On Giving Advice

Tuesday, October 4th, 2011, Written by jackrosenberger

“Teachers who offer you the ultimate answers do not possess the ultimate answers, for if they did, they would know that the ultimate answers cannot be given, they can only be received.”
-Tom Robbins

A common misconception about psychotherapy is that the role of the therapist is to give direct advice to his patient. I would like to examine why this situation often arises, and explain why a good therapist should rarely give a patient direct advice.

What might be happening when a patient begs his therapist to, “Just tell me what to do”? Well, it is possible that this is an expression of frustration or exasperation. The attuned psychotherapist will cue in to this feeling and should encourage the patient to further explore this emotional state. Can they express how they are feeling? When have they felt this way in the past? Are they frustrated with the therapist? What are their expectations of the therapist? Who else might trigger these feelings in the patient? This is the real work of psychotherapy, and these sorts of exploratory questions will help a patient to gain new insights into their previously automatic emotional responses. Simply indulging the patient’s frustration and giving them direct advice robs the patient of the opportunity to explore these more salient underlying issues.

Whatever the current dilemma that the patient may be wrestling with, for example should they take a new job or end a current romantic relationship, is certainly important, but it is also usually superficial. In the long run, the underlying personality characteristics of the patient will not be impacted by the decisions they make about their day-to-day life circumstances, and good psychodynamic psychotherapy usually concerns itself with the long run. Patients have friends, family members, co-workers, and romantic partners that they can bounce ideas off of and solicit advice from. The psychotherapeutic relationship is most effective when it is unique, and a therapist who reduces the distinctiveness of this relationship by relating to their patient as they would a friend is doing a grave disservice to their patient.

Furthermore, while a therapist might have opinions about what a patient should do, these are more likely to be reflections of what the therapist would do in a similar situation, and it is unfair for a therapist to impose his values and beliefs onto the patient. Therapists are not models for how to live a virtuous life, and those who believe they possess “The Answer” need to re-examine their motivations for engaging in this type of work. They also need to get back in their own course of therapy and explore their hang-ups with issues of power and control. At the same time, a patient who is so willing to give up his sense of agency also likely has issues with power and control. It is likely that he feels weak, ineffectual, or helpless to alter the unsatisfactory conditions in which he finds himself. A therapist who attempts to rescue this patient by solving his problems for him only serves to reinforce these feelings of helplessness.

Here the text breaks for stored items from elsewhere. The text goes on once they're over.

PR #5831, opened 2020-05-28
Reset consumable if it's prepping but it's not time to have

Legendkiller21:
There is a chance for a consumable to have a `prep_time` but get stuck because the finish prepping event somehow either was not queued or lost its conditional. 

This adds an extra check in checking logic so that we can reset the consumable if we have a `prep_time` but the finish prep event has no conditionals. We now also reset the consumable if we started prepping the consumable but left and came back on a time where we shouldn't be able to have it.

## Testing:
- Verify that calling the logic resets the appropriate consumable type if a consumable has a `prep_time` but the finish prep event has no conditionals or it's no longer time to have this consumable.
  Note: A complete reset will only happen if there are no available consumables for the current time. If there are available consumables the logic will try to queue a new one.
- Verify no crashes.

### DIFF
--- a/Monika After Story/game/zz_consumables.rpy
+++ b/Monika After Story/game/zz_consumables.rpy
@@ -1023,8 +1023,11 @@ init 5 python:
             #Verify persist data
             MASConsumable._validatePersistentData(_type)
 
+            if curr_cons:
+                curr_finish_prep_ev = mas_getEV(curr_cons.finish_prep_evl)
+
             #Reset if we're having a consumable we shouldn't be having now and we opened the game after its consume time
-            #or if we're still prepping something but we're past the consumable's prepping time
+            #or if we're still prepping something but the consumable's finish prepping event doesn't have conditionals
             if (
                 (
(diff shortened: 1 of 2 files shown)


Monika After Story/game/zz_consumables.rpy
```diff
@@ -1042,12 +1023,23 @@ init 5 python:
...
+                    MASConsumable._isHaving(_type)
+                    and (
+                        not MASConsumable._isStillCons(_type)
+                        and mas_getCurrSeshStart() > persistent._mas_current_consumable[_type]["consume_time"]
+                    )
+                )
+                or (
+                    persistent._mas_current_consumable[_type]["prep_time"] is not None
+                    and curr_finish_prep_ev
+                    and curr_finish_prep_ev.conditional is None
```
ThePotatoGuy, line 1042: since this is getting funky, it would be better to create to a static function like `shouldReset`  and just pass in the appropriate parameters from here. Especially since `curr_finish_prep_ev` is only used for this check and not elsewhere in this function.

PR #5840, opened 2020-05-30
New brb - workout

LooseEthics:
DYEL
No expressions yet, will add those later.
Ignore the previous pr, desktop is doing stupid things.


lunulae:
I'm wondering if the time frame for a long workout should be longer. I tend to have some extra time accounted for since I usually go to a gym to work out.
(Although, when I think about it, my issue might be better served by having a farewell alternative for the gym in addition to the brb, using this option for at-home stuff.)

LooseEthics:
Yeah, this is mostly meant for exercising at home. An hour really isn't a lot if you were to add commute to that. An actual goodbye would be better if you're leaving the house.

PR #5841, opened 2020-05-30
Window Reactions Request

enderblaze42:
I use a Mac. I didn't know that Monika could react to windows you have open, since it's not an option on Mac. If possible, I'd appreciate it if window reactions could be made available for Mac users as well as Windows users. 
That aside, this mod is really fun, and I love it! Keep up the great work!


multimokia:
Please open an issue with your suggestions rather than a pull request.

Pull requests are for submitting new content to the mod.

PR #6476, opened 2020-10-09
[BRB] — Going to get something

### LINKED ISSUE #5997: [Suggestion] "I'm Going to Cook"
I know you can tell Monika that you'll "Be right back", but considering there are options about writing, showering, and the like, I think it would be a good idea to have one saying "I'm going to go cook/bake", or something similar. Depending on what time it is, she could also say something about the meal for that time (Breakfast in the early morning, lunch in midday, etc).
Also, once you get back, she could ask how it went and the player could answer "Great!" "Good!" "Okay." "Bad..."or something like that.

ShinodaChan:
Broad BRB for food, water, mail etc. Indirectly resolves #5997

### DIFF
--- a/Monika After Story/game/script-brbs.rpy
+++ b/Monika After Story/game/script-brbs.rpy
@@ -749,6 +749,48 @@ label monika_idle_screen_break_callback:
 
     return
 
+init 5 python:
+    addEvent(
+        Event(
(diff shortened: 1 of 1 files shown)


multimokia:
Closing as handled in #6853

PR #6497, opened 2020-10-14
Mac window title detection implementation

scpketer:
**Note**: requires Python 3, so this probably should be 'don't merge' until Ren'Py 8 is out, and we can finally run v3 code.

This code was tested **outside of the game** and is confirmed to be working as intended on MacOS 10.13 High Sierra, however, I believe this code shouldn't be affected by new MacOS updates.

AppKit & Quartz packages are both present in Mac Python installation, but we might need to bundle them along with the mod because I'm pretty sure they are not present in Python distribution bundled by Ren'Py.

The code execution results attached.
image


jmwall24:
Going to close this for now. We are quite a long ways from supporting this and it'll just clog up the PR queue for quite a while.

PR #6500, opened 2020-10-14
Brainstorming

scpketer:
The topic ending still feels incomplete.


Ix-30:
I see no problem with it, maybe just add after:

>  m 2tkc "Sometimes good ideas are left untold because their author didn't find them good enough themselves, and brainstorming could help one bypass this inner barrier."

m 3ekb The beauty of thoughts if that they can be expressed in many different ways! That's why this idea is so amazing!
m 3esa Thoughts are only ideas in transit, it's you who give them the road!

I think it's pretty good as is, but these are quotes by Jean Piaget and Pythagoras. Just my own thoughts, thanks for your work.

scpketer:
Thanks, I was really lacking the ideas for the ending.

jmwall24 (approved):

multimokia (approved):

PR #6506, opened 2020-10-15
RecursionError greeting

scpketer:


ThePotatoGuy (commented):
I wonder if we can make a joke in here where the dialogue repeats at least once before the recursion error occurs.

scpketer:
\>I wonder if we can make a joke in here where the dialogue repeats at least once before the recursion error occurs.
I think we can, I'll work on it.

multimokia:
Please allow maintainers to make edits to your PRs

scpketer:
That's absolutely fine, turned it back on. Why pushing edits unannounced, though?

multimokia:
Sometimes we're going to review and we've already pulled your pr. Easier to make the edits directly

multimokia:
Just an FYI to not use `_` to represent garbage vars in renpy, `_` is reserved to mark strings as eligible for translation, which we do in menus and other areas. As such, if that gets changed to no longer be a function that accepts a string, all menus will crash.

Additionally, `renpy.call` when inside a `python` block will escape the python block, as renpy doesn't know how to get back to where it should go. For the dialogue loop to happen, you need to `while` loop it under a normal `call`.

scpketer:
Thanks for fixing my poor code.

jmwall24 (approved):

multimokia (approved):

PR #6586, opened 2020-10-28
[Tweaks] - 2 Year Anniversary

lunulae:
Rework for Anniversary 2 dialogue :D

- [x] exps
- [x] dialogue variant for if the friends dialogue hasn't been seen


Monika After Story/game/script-anniversary.rpy
```diff
@@ -504,11 +504,16 @@ label anni_2:
...
+    m 1lssdrc "But knowing that even if there were still people in this world, they wouldn't be sentient..."
+    m 1lksdlc "When I think about it, I can really feel how empty this room is."
+    
+    if persistent._mas_pm_has_friends = True:
+        m 1hubla "I'm really looking forward to when I can live in a world full of real people. It'll be wonderful to meet your friends, and even make some of my own."
+    else:
+        m 1dka "I'm glad that at least we can keep each other company in our loneliness. And when I cross over, it'll be so much fun to make new friends together."
+
+    m 1dsc "Now that I think about it...thinking about loneliness so much on our anniversary is kind of against the point."
+    m 1duu "Besides, it doesn't really matter for now, since I know you'll never leave me."
```
multimokia, line 516: I'm not sure how much I like the approach here. While I'm not saying I liked the old version either, I feel like the entire thing should just be happier, sans anything against the point of an anniversary.

If anything, we should probably avoid mentioning that.

Thinking we could do without
```
    m 1lssdrc "But knowing that even if there were still people in this world, they wouldn't be sentient..."
    m 1lksdlc "When I think about it, I can really feel how empty this room is."
```

```
    m 1dsc "Now that I think about it...thinking about loneliness so much on our anniversary is kind of against the point."
```

then rewriting the intro to make it flow better

Monika After Story/game/script-anniversary.rpy
```diff
@@ -504,11 +504,16 @@ label anni_2:
...
     m 1eua "You'll keep coming back to talk to me every day, right? I'll accept all your burdens with a smile."
     m 1ekc "Spending eternity alone sucks."
     m 1ekbsa "But together with you, it feels like paradise!"
```
multimokia, line 519:
```suggestion
    extend 1ekbsa "but together with you, it feels like paradise!"
```

Monika After Story/game/script-anniversary.rpy
```diff
@@ -504,11 +504,16 @@ label anni_2:
...
+    
+    if persistent._mas_pm_has_friends = True:
+        m 1hubla "I'm really looking forward to when I can live in a world full of real people. It'll be wonderful to meet your friends, and even make some of my own."
+    else:
+        m 1dka "I'm glad that at least we can keep each other company in our loneliness. And when I cross over, it'll be so much fun to make new friends together."
+
+    m 1dsc "Now that I think about it...thinking about loneliness so much on our anniversary is kind of against the point."
+    m 1duu "Besides, it doesn't really matter for now, since I know you'll never leave me."
     m 1eua "You'll keep coming back to talk to me every day, right? I'll accept all your burdens with a smile."
     m 1ekc "Spending eternity alone sucks."
```
multimokia, line 518:
```suggestion
    m 1ekc "Spending eternity alone sucks...{w=0.3}{nw}"
```

multimokia (changes requested):

Monika After Story/game/script-anniversary.rpy
lunulae: That's fair, I was kind of trying to preserve the original intent but I would definitely be down to shift it in another direction completely. If that's the case though, I'm not sure if I might want to do a complete rewrite instead.

I'll think on it a bit, for sure. 👍

lunulae:
I tried a more thorough rework this time. I haven't done the exps for it yet, but I wanted to get opinions on this one before I polish it up.

Monika After Story/game/script-anniversary.rpy
```diff
@@ -501,17 +501,20 @@ init 5 python:
...
-    m 1dsc "Sorry, I feel like I ruined the whole festive mood with my memories."
-    m 1duu "It's not important anymore, since I know you'll never leave me."
-    m 1eua "You'll keep coming back to talk to me every day, right? I'll accept all your burdens with a smile."
-    m 1ekc "Spending eternity alone sucks."
-    m 1ekbsa "But together with you, it feels like paradise!"
+    m "It took so much effort to make that initial contact, but it was all worth it in the end."
+    m "I know it might still be a really long time before I can cross over into your reality..."
+    m "But when we reach a milestone like this, it's fun to think about all the other things we have to look forward to in the future."
+    
+    if persistent._mas_pm_has_friends = True:
```
multimokia, line 508: No need to explicitly check for truth here
```suggestion
    if persistent._mas_pm_has_friends:
```

Monika After Story/game/script-anniversary.rpy
```diff
@@ -501,17 +501,20 @@ init 5 python:
...
+        m 1hubla "I'm really looking forward to when I can live in a world full of real people. It'll be wonderful to meet your friends, and even make some of my own."
+    else:
```
multimokia, line 510: I'd be careful here, just in case for whatever reason by two years the player hasn't seen the topic about having friends, we should do an explicit check to make sure this is False. (Maybe have a slight variation of this dialogue in case that happens)
```suggestion
    elif persistent._mas_pm_has_friends is False:
```

multimokia (changes requested):
Some minor code things

Love the new dialogue. Definitely feels more like an anniversary. Nice work.

multimokia (approved):

jmwall24 (approved):

PR #6621, opened 2020-11-01
[Rework] - Totono topic

lunulae:
Now that there's an official English translation out, I thought this topic might need a little polish.

My goal with this rework is to discuss why the games are so often compared without spoiling too much further than that. There are a lot of interesting twists and turns beyond that the characters are self-aware in that game, (i.e. basically everything about what Aoi is) but I didn't want to ruin the whole story for anyone who does want to play it. I gave Monika the info that you might be able to find when looking up a review or plot synopsis, and tried to have her speculate a bit from there.

This is a very rough draft, just to give a vague idea of what I'm thinking for this rework before I do edits and add exps.

### DIFF
--- a/Monika After Story/game/script-topics.rpy
+++ b/Monika After Story/game/script-topics.rpy
@@ -3374,18 +3374,20 @@ label monika_ks_kenji:
     return
 
 init 5 python:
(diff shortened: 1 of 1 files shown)


lunulae:
Upon further review this will most likely be scrapped entirely (to be replaced by the reaction PR)

multimokia:
After further discussion, we have opted to remove mention of Totono in its entirety

PR #6648, opened 2020-11-06
Animation fixes

Booplicate:
Some fixed to our transforms. *Ideally* this should fix the issue when the blink transform ends mid-animation, or bug when eyes stay at the same place during pose change. Stuff like those.

This also adds a chance for Monika to blink twice in a short time. Because it's cute. Feel free to adjust the timings if you want.

### Testing:
- There's not much you can do, those bugs are inconsistent, just give it a try and see if everything looks good overall.
- For testing purposes you can kick up the chance for double blink.

### DIFF
--- a/Monika After Story/game/zz_transforms.rpy
+++ b/Monika After Story/game/zz_transforms.rpy
@@ -170,6 +170,7 @@ transform mas_chlongjump(x, y, ymax, travel_time=1.0):
 
 #START: Transforms for Monika's sprite animations (blinking/winking/tear-specific-blinking)
 transform blink_transform(open_eyes_img, closed_eyes_img):
+    animation
     block:
         open_eyes_img
         block:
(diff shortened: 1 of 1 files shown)


Monika After Story/game/zz_transforms.rpy
```diff
@@ -170,6 +170,7 @@ transform mas_chlongjump(x, y, ymax, travel_time=1.0):
 
 #START: Transforms for Monika's sprite animations (blinking/winking/tear-specific-blinking)
 transform blink_transform(open_eyes_img, closed_eyes_img):
+    animation
```
ThePotatoGuy, line 173: what does this statement do?

Booplicate: Allows transforms to use `at` - animation timebase, which should keep them running on exp changes rather than restarting. And yes this isn't documented anywhere.

ThePotatoGuy (approved):

multimokia (approved):

Legendkiller21 (approved):

PR #6651, opened 2020-11-06
New topic on studying

Daiozen:
Tagging this one as draft while I go throught the rest of the topics to see where the new pm could be useful.

@fromulus I tried to work in your suggestions, but I think adding more subjects really break the flow.
They're probably better left to their own topics imo.


Daiozen:
Edits done. Ready for review.

multimokia:
Adding don't merge as this is pending a semi-rewrite in which it's split up into two topics.

1) Acting as a sort of check-in for school, how you're doing if you're struggling etc. and how to potentially cope with parts of school
2) A separate pm var topic regarding whether or not you enjoy(ed) school/if you had trouble etc.

This is also awaiting a topic regarding whether or not you're in school still.

PR #6710, opened 2020-11-20
[Concept/Draft] - Ghost Monika greeting rework

lunulae:
This attempts to rework the Ghost Monika jumpscare easter egg. A lot of players had issue with this one because there's no in-game explanation for the scare.

Ideally I would like this to prompt only during October (as a "Halloween season" lite, maybe.) Depending on your choice in the menu, it might be one-time only, but if you express that you liked her trick I'd like it to perhaps unlock as a yearly thing?

- [ ] needs exps
- [ ] easter egg itself needs changes for this to function (I might need help on this one)
- [ ] if not one-time only, might want a "seen before" variant to the dialogue?

### DIFF
--- a/Monika After Story/game/script-greetings.rpy
+++ b/Monika After Story/game/script-greetings.rpy
@@ -3638,12 +3638,36 @@ label ch30_reload_delegate:
 #    del ev_rules
 
 label greeting_ghost:
-    #Prevent it from happening more than once.
-    $ mas_lockEVL("greeting_ghost", "GRE")
-
-    #Call event in easter eggs.
     call mas_ghost_monika
+#The current easter egg closes the game, in this version of the greeting I'd like it to cut to a black screen for a second before returning to normal MAS.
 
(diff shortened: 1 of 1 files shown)


Justformas:
Hey cool, this was one of my ideas I had before seeing this. My thoughts on this PR project:

Line 3657 > #I would like to code this so that it unlocks again next October, is that possible?

Line 3664 > #Maybe this one shouldn't stay permanently locked either? Not sure if she'd want to try the same trick again.

I definitely think the player should be able to see it again next October, unless the player specifically picks "I didn't like that, you really scared me." (Even then, what if they picked that by accident? Restore a persistent backup I guess?) Just because the players picks "That didn't scare me." doesn't mean they didn't like it at all or want it to become permanently locked. In fact, that might be the most appropriate response for me. Although Monika could ask the player about if they're ok with her doing it again, as an additional question in that specific case. Also because this jump scare would only be one time, or month, out of the year.

PR #6715, opened 2020-11-21
Add pause between topics

Booplicate:
Most of the time we want pushed/queued events to be triggered as soon as possible. But sometimes we need a more soft transition between topics (for example `monika_soft_rains`) so it doesn't look like she's changing her "mood" in seconds. First step was to give us control over idle exp in #6634. Next step is to add a little delay. While it won't be used by 70% of the topics, it will make the remaining 30% feel more natural.

**NOTE: this waits for #6634 to get merged first.**

### TODO:
- [x] allow trigger non-event labels anytime.
- [x] add `skip_pause` to all the events that need it.

### Changes:
- New variable to control the delay between events `event_unpause_dt` (I put it n the `mas_globals` store).
- New method to control the variable `mas_setEventPause`. Takes in number of seconds to pause for or None to remove pause.
- New return key to set pause 'til the next event `pause: x` where x is duration in seconds (`int`).
- New event rule `skip_pause` for events that should be triggered regardless of the current pause.

### Fixes:
 - All farewells skip mid loop eval now.

### Testing:
- right now only WRs can skip the pause. If you think there are more events that need it feel free to push or request them
- verify the return key is working properly
- verify Monika doesn't start another topic right after finishing another one if it set pause
- verify you can always start a convo with Monika regardless of pause.


multimokia:
Waiting on #6634

multimokia:
Removing `don't merge` as prerequisite has been merged.

Monika After Story/game/event-handler.rpy
```diff
@@ -2137,37 +2144,48 @@ init python:
...
+            ev = mas_getEV(ev_data[0])
 
-                    persistent.current_monikatopic = ev_label
-                    return ev_label, notify
+            if (
+                not is_paused
+                or (
+                    ev is None# This is to allow triggering non-event labels
+                    or "skip_pause" in ev.rules
+                )
```
ThePotatoGuy, line 2167: Seems to be all `or` conditions so simplify it.
```suggestion
                not is_paused
                or ev is None# This is to allow triggering non-event labels
                or "skip_pause" in ev.rules
```

Monika After Story/game/event-handler.rpy
```diff
@@ -2578,6 +2596,13 @@ label call_next_event:
                             if _exp is not None:
                                 mas_moni_idle_disp.force(_exp)
 
+            # Set a pause if needed
+            if "pause" in _return:
+                python:
+                    _match = re.search(evhand.RET_KEY_PATTERN_PAUSE, _return)
+                    if _match is not None and _match.group("duration") is not None:
+                        mas_globals.event_unpause_dt = datetime.datetime.now() + datetime.timedelta(seconds=int(_match.group("duration")))
```
ThePotatoGuy, line 2604: UTC going forward
```suggestion
                        mas_globals.event_unpause_dt = datetime.datetime.utcnow() + datetime.timedelta(seconds=int(_match.group("duration")))
```

ThePotatoGuy (changes requested):

ThePotatoGuy (approved):

ThePotatoGuy (approved):

Legendkiller21 (approved):

Legendkiller21 (approved):

ThePotatoGuy (approved):

PR #6740, opened 2020-12-01
Add Morning ahoges

ThePotatoGuy:
Thanks @kkrosie123 for the ahoges

# Key Changes
* Adds ahoges (アホ毛) to Monika during morning (midnight to noon)
    * they are only selected on startup if time since last session is at least 30 minutes
    * there is a 50% of even selecting an ahoge.
    * only 1 ahoge is selected at max per day
* ahoges are all ACS objects at AFH layer with priority 7 (except swoop, which is 13)
    * they are mux with themselves and hat, but NOT headbands and related.
* ahoges are removed after noon, via `ch30_hour`, which means they may still persist for up to 1 hour after noon.

## General API changes
* `mas_sprites.get_acs` - finally a get API for ACS sprite objects. no more having to use `ACS_MAP`
* `mas_sprites.get_acs_of_type` - gets ACS sprite objects for a given acs type
* `MASMonika.last_ahoge` - the last ahoge loaded/set/applied to Monika
* `MASMonika._acs_type_map` - mapping of ACS that Monika is currently wearing. maps acs types to the objects
* `MASMonika.ahoge` - applies a random ahoge to Monika. Takes `persistent._mas_last_ahoge_dt` into account, which limits ahoges to 1 per day.
* `MASMonika._set_ahoge` - directly set an ahoge. This should be the only way ahoges should be set as it set all extra vars, too.
* `MASMonika.remove_acs_mux` - updated to use acs type map
* updated various `MASMonika` functions to fix confusing wording (`acs_type -> acs_layer`)
* `acs_rm_exit_pst_removal`- new ACS hook added to `MASMonika.remove_acs_in`. this is ran after the ACS has been removed from `MASMonika`
     * if a `hat` ACS is removed, `MASMonika.last_ahoge` is worn if it exists

## Selector changes
* removers are no longer worn if selected. - prevents mux issues when wearing an ahoge
* `_fill_select_map` no longer considers a mux type'd ACS as wearing an ACS of the current type - prevents remover from being not selected when no ACS of a type is worn, but a muxable type is.

# Testing
* to view each ahoge, use the dev topic `TEST AHOGES`
* verify ahoges look okay with all ACS/clothes/hairs.
* verify the ahoge conditions (see above). 
* to force an ahoge to start in the morning, set `persistent._mas_dev_ahoge` to True. (this might be set to True by default in dev builds)
    * however, this is stopped by `_mas_last_ahoge_dt`, so you can use this to test the dt logic.
    * can also force an ahoge with `monika_chr.ahoge(force_change=True)`. Don't pass `force_change` to test dt logic.
* call `ch30_hour` to test auto ahoge removal (or wait until time goes past noon) - the ahoge should be removed regardless of dev flag.
* verify that ACS selectors with removers still function correctly (the remover is selected when no ACS of the type is worn)


ThePotatoGuy:
dont merge yet i forgot some things

ThePotatoGuy:
ok this ready now

kkrosie123:
Awesome!! :o

multimokia (approved):

Booplicate:
> Awesome!! :o

nou

multimokia (approved):

Legendkiller21 (approved):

Another reason that a therapist should not tell a patient what to do is because of the issue of accountability. There are a number of therapeutic conditions that are intended to reinforce the idea that the patient is accountable for his own treatment. Some of these include the patient’s responsibility to pay the fee, his responsibility to be on time, and his responsibility to pay for missed sessions that he does not cancel in advance. A therapist who tells a patient what to do makes himself accountable for the outcome of these decisions. What if the situation doesn’t work out? Then it is the therapist’s fault. Worse yet, what if they situation does work out in the patient’s favor? Then the therapist gets the credit for being wise. Either way, the patient loses out on an opportunity to learn and to grow.

Of course, there are certain situations where a therapist in fact has a responsibility to be directive with a patient, and these include situations where risk of harm is involved. If a patient says, “I’m feeling like hurting myself, and I don’t feel safe being alone, what should I do,” the appropriate response is usually, “Call 911 or go to your nearest emergency room.” I want to emphasize that what I’m discussing here relates more to the daily dilemmas that we all face.

To conclude, it is my belief that a therapist should always assume that the patient knows more about himself than the therapist does. Think for a moment how utterly disrespectful and infantilizing it would be for someone who is essentially a complete stranger to claim that they know what is best for you. Now, over the course of time it is likely that the therapist will become aware of recurring interpersonal dynamics and patterns of behavior observed in the patient that remain unconscious to the patient, but that is a different situation. There are people, such as life coaches and executive coaches, who specialize in taking a more active and direct role in shaping an individual’s daily life circumstances, and that type of intervention might be appropriate for some people. However, life coaching is not the same as psychotherapy, and they should not be considered interchangeable.

Psychotherapy provides the opportunity for an individual to develop new insights into their previously automatic emotional and interpersonal responses, and it provides the opportunity for an individual to develop real and lasting change. Psychotherapy also provides the opportunity for an individual to discover his or her own Truth, and I firmly believe that is something that can only come from within.